World's cheapest smartphone a hoax?
The booking for the Freedom 251 model started Feb. 18 morning and closed Feb. 21 evening (here) with the promise of deliveries in June.
The company claims that the phone runs Android Lollipop ver. 5.1 using a 1.3GHz quad-core processor, 1GB RAM and 8GB internal memory. The phone has a 4-inch QHD IPS display and offers SD card support up to 32GB, a 3.2Mpixel AF rear camera and 0.3Mpixel front-facing camera. The phone reportedly connects you using 3G.
Ringing Bells is not only beating the usual market price by a huge margin but offering a warranty on top—12 months for the "host unit," 6 months for battery and charger and 3 months for the earphone.
So what is Ringing Bells? Established 2015, the company has "a complete in-house product testing set-up in India." And it does have other models in its line-up.
Too good to be true?But a $3.73 phone! Really? Has Ringing Bells just sounded the death knell for your phone design?

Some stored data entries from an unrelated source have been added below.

PR #865, opened 2026-08-12
docs: align the design docs with the shipped contracts

fforootd:
## Summary

Part 1 of the five-slice docs refresh (slice 5 is #856; merge order 1→5). This slice makes the hand-written design docs stop contradicting the shipped implementation — every corrected claim was verified against code or the OpenAPI source before editing:

- **`zitadel claim` is shipped** — five docs (README, VISION, platform design notes) still said it didn't exist; the guarded "MVP vs target design" framing is kept, only the false sentences moved to the shipped reality (ADR 046). VISION's shipped-list also now cites ADR 035 instead of the part-superseded ADR 007.
- **`docs/design/api/conventions.md` rewritten against the shipped contract**: real error envelope (`{code, message, details?}`), real list shape (`{<resource>: [], next_page_token}`), limit default 20, structured POST-query filtering (ADR 031), shipped PUTs, and the shipped `Idempotency-Key` surface (the three one-time auth ops). Everything unshipped (capabilities endpoint, `Zitadel-Version`, rate-limit headers, expand, uniform create idempotency) moved to an explicit "Direction (not shipped)" section, and the docs that referenced the nonexistent `/capabilities` endpoint as fact (hierarchy, glossary, resource-map) now mark it as direction.
- **Session docs match #757/#768/#770**: `POST /sessions/query` instead of the removed `GET /sessions` list, the `/sessions/me` vs operator-plane split, idempotent delete, no `revoked` state, `factors` as an array, one AAL urn scheme.
- **Flow docs match the spec**: `/flow` (not `/flows`), removed operations dropped (`/flow/{id}/event`, activate/deactivate/archive), `/flow_definitions` with the shipped verb set, and the ADR 021 ordered-arrays shape swept through every step example (capabilities, templates, flow-engine-nodes — including its Liquid snippets, now using the shipped `where: "name"` idiom).
- **False security claim fixed**: `flow-engine-storage.md` said the `_zflow` cookie is path-scoped to `/flows` and "never sent to other endpoints" — the code deliberately sets `Path=/` (rationale in `internal/api/flow.go`); the doc now states the real model (encryption, not path scoping).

Don't worry. At least not yet because reports surfaced a few days ago that the Indian Cellular Association (ICA) wrote the Indian minister of communications and IT, Ravi Shankar Prasad, that the cheapest BoM for a product like this is about $40 (₹2,684 at US$1:₹67.28). The ICA estimated the least retail price at $60 (₹4,027).
And here it starts getting even more interesting. Local reports started claiming soon after that this was in fact a Chinese phone from a company called Adcom, which then turned out to be demo unit. And then someone noticed that the UI icons were ripped off from an iOS screen shot. (Did you visit that link above yet? If not here it is again.)

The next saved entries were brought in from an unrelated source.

PR #890, opened 2026-08-14
fix(authz): reject non-project tokens before minting sk_proj ScopeContext

adlerhurst:
## Summary

- `HandleOAuth2` minted `PrincipalType: sk_proj` for any introspectable bearer. Session, OIDC, and PAT tokens could claim the project's `sk_proj` identity; containment rested only on the `project.write` scope ceiling.
- Only `TokenTypeProjectToken` and `TokenTypeProjectPreview` now mint an `sk_proj` `ScopeContext` via `TokenType.IsProjectSecret()`. Other types, including `TokenTypeUnspecified` (pre-#760 typeless secrets), fail the security requirement the same way a missing credential does.
- Preview secrets still cannot call management APIs (`hasOperatorProjectWrite`). This change only stops the wrong token class from becoming the project principal.

Closes #841.

## Validation

- `go test ./internal/api/ ./internal/domain/ -count=1 -run 'TestHandleOAuth2|TestHandleNextgenSession|TestTokenType'`
- `SetScopedTokenOnApiClient` now reuses `project.Token()` (same as `SetPreviewSecretOnApiClient`) so `TestQuerySessions/session.read_is_denied` still reaches the authz ceiling (403) instead of failing OAuth2 (401).

## Release notes / changeset

Changeset: `.changeset/authz-oauth2-token-type.md` — Management APIs no longer treat session, OIDC, or PAT bearers as the project secret. Only project and preview tokens mint an `sk_proj` principal. Pre-#760 project secrets with no Type field also stop authenticating. (`@zitadel/server`)

## Notes

- First PR in the authz follow-up workstream (#831–#843). Does not add `sk_team` minting or change the resolver.
- Review follow-ups parked: OpenAPI `session_token` Bearer wording (wrong blast radius); type-aware introspection to skip `GetTokenByID` before the gate.
- Next: #831 (`sk_team` team scope). This PR stays a sibling of #891; it is not merged into that stack.

[...]

PR #891, opened 2026-08-14
fix(authz): constrain sk_team checks to the token team

### LINKED ISSUE #831: authz: enforce sk_team resolver team scope (compensating requirement)
## Context

Locked text in [`docs/design/api/credentials.md`](docs/design/api/credentials.md) requires two things for `sk_team_` credentials:

1. A flat permission-name allowlist (e.g. `user.read` MAY, most other permissions MUST NOT).
2. A **compensating** resolver rule: every such grant must be limited to that token’s team, and the deny suite must include “team token reads/writes a user outside its team.”

Related: #423 (permission resolver library + L4 oracle), PR #801.

## Gap today

#423 / PR #801 only enforces (1) — the flat MAY allowlist in `internal/authz/resolver/sk_team.go`.

If an `sk_team` principal somehow holds a **project-scoped** `user.read` assignment, `Check` can still **Allow** for the whole project. The allowlist alone does not add team scope.

`sk_team` is **not** production-safe for `user.*` / `team_membership.*` until this issue is closed.

## Required work

- Pass the token’s `team_id` into resolver `Check` / `List` (and list params as needed).
- Constrain successful checks to that team: team-scoped grants and/or RSI `team_id` match for the token’s team.
- Grant-minting validation that `sk_team` grants are team-scoped (not project-wide for team-bound permissions).
- Deny-suite fixture: team token reads/writes a user **outside** its team → deny / NotFound as designed.

## Acceptance

- [ ] Resolver enforces team scope for `sk_team_` on `user.*` / `team_membership.*` (and any other team-bound allowlisted permissions).
- [ ] Outside-team deny suite exists and passes.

Fortunately, with more reports that the company is not on the list of Android Partners, claimed by the company otherwise, and that the country's Bureau of Indian Standards (BIS) haven't received a phone for certification, the company is coming under greater scrutiny.
The company, which has raised over $260,000 (₹17.5 million) through its website, has claimed that it won't take the payment from the payment gateway facilitator PayUBiz until it gives proof of delivery. In the meantime, PayUBiz has issued a statement to the effect that it won't release the payment to Ringing Bells until the product is dispatched to buyers.
It appears the story as it develops is a lot more interesting than its inevitable resolution. What do you think?